In an attempt to kick myself into writing more, forcing myself to publish it for review no matter how bad I think it is, and in accordance with the hours I'm most awake at, I've decided to write a series of short fics between the hours of midnight and four a.m. This will definitely turn out well.
The worst thing was never having anyone to talk to.
Not just in the emotional sense, with all your feeling and emotions, and needing to have jams in regards to them. No, you literally had no one to talk to. The other trolls generally managed to get the hang of the speechy thing, either by talking to the other trolls in their hivestem, or lawnblock, or elaborate palacial hive. Your lusus, on the other hand, dragged you into the wilderness, into a cave miles and miles away from the last place anyone gave a shit, and spoke to you only in growls, and purrs, and occasionally picking you up by the neck and shaking you when you were being rambunctious and she was trying to sleep. You didn't mind. You always felt actions spoke louder than words.
Actions like crawling on your belly through the underbrush, pushing the foliage apart, breathing deeply as you saw your prey obliviously drinking from the lake. Like flicking your wrists, feeling the blades extend like they were your own bones. Like leaping twenty feet onto the beast's back, clutching it tight with tooth and nail and screaming at the top of your lungs with the creature, feeling the cold steel plunge into soft flesh again and again and again, the blood spraying in your face until finally it stopped moving.
Ew, blood everywhere. Pounce wouldn't be happy. You decided to take a bath. You were purrty sure no one would try and steal your prey after that display.
There was nothing cruel about it. It was simply how you were raised. Food and clothes and paint and anything you wanted were always found ripped from a beast's corpse. It was fair, you decided, although you didn't know how to express that sentiment exactly. And anyways, if they wanted to keep their meats inside them, they should have fought you off harder, or been smart enough to find your cave. They would have died anyway. They were serving a higher purpose, that being your continued existence. Pounce probably would have told you about that, if she could have talked.
She did talk, in a way. You never did have a recuperacoon. With any other troll, that would have been a recipe for disaster. The blood, the screaming, the fire, the crunching of bones, and that irresistible feeling that YOU are the one who is doing this. It makes you feel invincible, in the wrong way. It usually ends with some stupid wriggler lunging at another and getting culled.

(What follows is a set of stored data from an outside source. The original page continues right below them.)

PR #2470, opened 2026-08-19
test(aws-strands): make the TypeScript tests check what they claim

ranst91:
## Summary

The AWS Strands TypeScript suite had tests that passed without checking anything. This makes them honest, and closes three coverage gaps that Python tests heavily but TypeScript did not.

There are **no production changes**. `src/agent.ts` and every other source file are byte-identical to `main`: `git diff origin/main HEAD -- ':!*__tests__*'` is empty.

## The green-but-failing test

But Pounce was clever. It wasn't like there was anyone else around for you to harm. She saw the rage, and she knew it was in your nature. You would curl up on her to sleep, and she would whisper in your ear, just loud enough to shape your dreams, make them sharper, and clear. The shapeless shadows that were your enemies took form, coalescing into beasts, ever larger and larger, and your dreams were filled with beautiful, wonderful blood. Spilling, dripping, running down your face. And Pounce knew. And she knew every word she murmured would take root in your mind, shaping you, honing that rage, like a metal beam into a fine blade.
No, there were no words then. Those came later, that day when you found the green box, the one with the paper with the green markings and the plastic thing. In retrospect, you decided, several sweeps later, that it would have been a good idea to have kept the paper, but at the time it was meaningless, like the other ones you found blowing in the breeze sometimes. Fancy leaves.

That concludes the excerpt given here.